For an example of this technique, check out
[https://github.com/facebook/folly/blob/master/folly/detail/F...](https://github.com/facebook/folly/blob/master/folly/detail/Futex.cpp#L133)
. That code only implements wake and wait, but it would be straightforward to
extend it to the other futex operations.

------
halayli
for those interested in C++ based concurrency lib, check out lthread_cpp. It's
a wrapper around lthread.

[http://lthread-cpp.readthedocs.org](http://lthread-cpp.readthedocs.org)

------
davidtgoldblatt
Nice work! I have some suggestions for future improvements:

\- Your CPUCycle class doesn't actually do backoff.
atomic_thread_fence(m_o_relaxed) is a no-op, and at least one compiler (recent
clang versions) will optimize the loop away entirely. You can fix by reading
from a volatile variable inside the loop.
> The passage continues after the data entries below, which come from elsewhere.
PR #3904, opened 2026-08-28
fix(team): preserve default models during scale-up (#3901)

### LINKED ISSUE #3901: team scale-up ignores external-provider default models: initial workers are pinned, added workers are not
## Summary

`startTeamV2` resolves a default model for every external provider from env vars. `scaleUpOwned` resolves one only for `claude`. A team started with `OMC_EXTERNAL_MODELS_DEFAULT_<PROVIDER>_MODEL` set therefore pins its initial workers and silently leaves later-added workers on the CLI's own default.

This affects **codex, gemini, antigravity, grok, and cursor equally**. It is not provider-specific.

## Evidence

`src/team/runtime-v2.ts` — every external provider is handled:

```ts
const resolveDefaultModel = (agentType: CliAgentType): string | undefined => {
  if (agentType === 'codex')       return process.env.OMC_EXTERNAL_MODELS_DEFAULT_CODEX_MODEL       || process.env.OMC_CODEX_DEFAULT_MODEL       || undefined;
  if (agentType === 'gemini')      return process.env.OMC_EXTERNAL_MODELS_DEFAULT_GEMINI_MODEL      || process.env.OMC_GEMINI_DEFAULT_MODEL      || undefined;
  if (agentType === 'antigravity') return process.env.OMC_EXTERNAL_MODELS_DEFAULT_ANTIGRAVITY_MODEL || process.env.OMC_ANTIGRAVITY_DEFAULT_MODEL || undefined;
  if (agentType === 'grok')        return process.env.OMC_EXTERNAL_MODELS_DEFAULT_GROK_MODEL        || process.env.OMC_GROK_DEFAULT_MODEL        || undefined;
  if (agentType === 'cursor')      return process.env.OMC_EXTERNAL_MODELS_DEFAULT_CURSOR_MODEL      || process.env.OMC_CURSOR_DEFAULT_MODEL      || undefined;
  return resolveClaudeWorkerModel();
};
```

`src/team/scaling.ts:528-545` — only `claude` is:

```ts
let workerModel: string | undefined;
const routedPair = hasExplicitOwnedRole && canonical ? config.resolved_routing?.[canonical] : undefined;
if (routedPair) {
  workerModel = primary.model;                    // roleRouting path works
} else if (cliAgentType === 'claude') {
  workerModel = resolveClaudeWorkerModel(env);    // claude only
}
// every other provider: workerModel stays undefined
```

`workerModel` then feeds `buildWorkerArgv` at line 584, so `--model` is simply omitted:

```ts
...(workerModel ? { model: workerModel } : {}),
```

Confirming no other source could supply it:

```console
$ grep -nE "process\.env|env\." src/team/scaling.ts | grep -i model
(no model env read)
```

## Repro

```sh
export OMC_EXTERNAL_MODELS_DEFAULT_GROK_MODEL=grok-code-fast-1
omc team 1:grok "task"          # worker-1 launches with --model grok-code-fast-1
omc team scale-up <team> 1      # worker-2 launches with no --model
```

Substitute any of the five providers for the same result.

## Why it matters

The two workers are nominally the same provider in the same team but run different models, with nothing reported. For paid tiers the added worker can silently land on a different cost/capability point than the operator configured.

The `team.roleRouting` path is unaffected — `resolved_routing` carries the model through, so routed workers stay consistent. Only non-routed workers (a plain `N:<provider>` spec) hit this.

## Root cause

Default-model resolution is duplicated. `runtime-v2.ts` owns a five-provider resolver; `scaling.ts` open-codes a claude-only branch. Nothing keeps them in step, so a provider added to one is missed by the other — which is exactly how cursor was missed in both until #3900.

## Suggested fix

Extract the `resolveDefaultModel` logic into a shared helper (`model-contract.ts` is the natural home, next to `resolveClaudeWorkerModel`) and call it from both paths. A local patch in `scaling.ts` would work but leaves the duplication that caused this.

Worth a test asserting the two paths agree for all six agent types, so the next provider cannot be added to one and missed in the other.

## Provenance

Found by the Codex review bot on #3900, which flagged the cursor case. Verified here and scoped up: the gap predates that PR and covers all five external providers, so it was kept out of it rather than fixing cursor alone and creating a new asymmetry.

\- Similarly, nanosleep on linux will busy-loop instead of returning to the
scheduler for small delays; this seems not to be the goal for some of the
backoff schemes

\- The BoundedQueue assumes that a futex call functions as a "full memory
fence". I'm not terribly familiar with the linux kernel internals, but I don't
believe this to be the case. On Power, for instance, it appears to not always
generate a sync instruction, instead using lwsync or isync. I haven't looked
at the queue closely enough to tell if this poses a correctness issue, but it
definitely looks weaker than atomic_thread_fence(m_o_seq_cst).

\- The SpinLock uses a test-and-set loop; test-and-test-and-set will often
scale much better because of the reduced cache coherency traffic required.

\- Similarly, using NoBackoff as the default backoff strategy seems to impose
a likely performance penalty on users who aren't familiar with the need for
backoff.

\- The FutexLock code looks a little screwy to me. Why backoff if you're
likely going to do a futex operation anyway? Why is the Lock()'s unconditional
discarding of the exchanged value safe? It seems like you have the potential
for missed wakeups. But it's late and I'm tired, so I'm probably just missing
something.

I don't mean to be critical, it's just that code reviews only ever contain
nits. I'm excited that somebody is working on locking primitives that are more
efficient than glibc pthreads (whose performance I'm not a huge fan of).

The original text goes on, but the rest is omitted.